Certain system calls can be interrupted by unignored signals. These system calls are known as slow calls, which can take an arbitrary amount of time (for example terminal i/o, select, system, etc.). If an interruption occurs, the system call is not completed and raises the exception EINTR. However file i/o is not interruptible: although these operations can suspend the running process to execute another process for disk i/o, when this occurs the interruption will always be brief if the disk functions correctly. In particular, the throughput of data depends only on the system, and not another user’s process.

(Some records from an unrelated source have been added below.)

PR #13, opened 2015-10-20
WIP: Parametric number type

davidanthoff:
This is a work in progress, not yet ready to be merged.

This makes all the generated types from the ``@defcomp`` macro parametric types, so that one can specify a type that should be used for any parameter or variable that is defined as a Number. The idea is that one can easily choose between say a ``Float64``, some kind of dual number or something entirely different as the type for numbers.

Things that still need to be done:
- [x] Compare performance to the previous implementation. I don't think this should be any slower, but we should make sure that is so.
- [x] Expose the whole functionality via an alternative constructor for a ``Model``.
- [ ] Write tests.
- [ ] Write documentation.
- [ ] Update NEWS.
- [ ] Make sure this actually is flexible enough to e.g. enable the use of ForwardDiff.

There are also at least two design questions that are not trivial:
- The current design will require a choice about the type to be used at the time of construction of the model object. In some ways that is not ideal, it would be better if one could create the structure of the model without making that choice, and then could specify the type when one runs the model. This would require some kind of object model for the model structure, and then a separate step where the objects that hold the state of the model are constructed just before the model is run. That last step could then decide what type to use for numbers. I think overall that kind of design makes a lot of sense (might also make the whole parameter handling thing easier), but for now I'm probably going to merge this before that is resolved and tackle this issue later.
- The current design will require that all parameters have the same type for numbers as the main model. This is not ideal. If the model for example uses some kind of dual number, it would be better to be able to still pass exogenous parameters as a simple ``Array{Float64}``. Solving this is really tricky if one still wants performance, so also for a later time and another PR.

### DIFF
--- a/src/Mimi.jl
+++ b/src/Mimi.jl
@@ -500,8 +500,8 @@ macro defcomp(name, ex)
 
 		type $(esc(symbol(string(name, "Impl")))){T} <: $(esc(symbol(name)))
 			nsteps::Int
-			Parameters::$(esc(symbol(string(name,"Parameters"))))
-			Variables::$(esc(symbol(string(name,"Variables"))))
+			Parameters::$(esc(symbol(string(name,"Parameters")))){T}
+			Variables::$(esc(symbol(string(name,"Variables")))){T}
 			Dimensions::$(esc(symbol(string(name,"Dimensions"))))
 
 			function $(esc(symbol(string(name, "Impl")))){T}(::Type{T}, indices)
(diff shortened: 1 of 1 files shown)


davidanthoff:
@jrising it looks as if this actually doesn't work on julia 0.3 because they changed how constructors work and I'm relying on the new behavior. I'll try to see whether I can figure out an easy way around it, but otherwise I'll just merge #14 (assuming you are on julia 0.4, right? I know the other current users of Mimi, and that would work for them as well).

jrising:
Yup, I'm on 0.4.  I guess it is time to drop 0.3!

Ignored signals are never delivered and a masked signal is not delivered until unmasked. But in all other cases we must protect our system calls against unwanted interruptions. A typical example is a parent waiting for the termination of a child. In this case, the parent executes waitpid [] pid where pid is the process id of the child. This is a blocking system call, it is thus slow and could be interrupted by the arrival of a signal, especially since the sigchld signal is sent to the parent when a child process dies.

The module Misc define the function restart_on_EINTR which makes it possible to repeat a system call when it is interrupted by a signal, i.e. when the EINTR exception is raised.

let rec restart_on_EINTR f x = try f x with Unix_error (EINTR, _, _) -> restart_on_EINTR f x

To wait on a child correctly, call restart_on_EINTR (waitpid flags) pid.


Children can also be recovered asynchronously in the signal handler of sigchld, especially when their return value does not matter to the parent. But when the process receives the sigchld signal, it is not possible to know the exact number of terminated processes, since if the signal is received several times within a short period of time the handler is invoked only once. This leads to the library function Misc.free_children function to handle the sigchld signal.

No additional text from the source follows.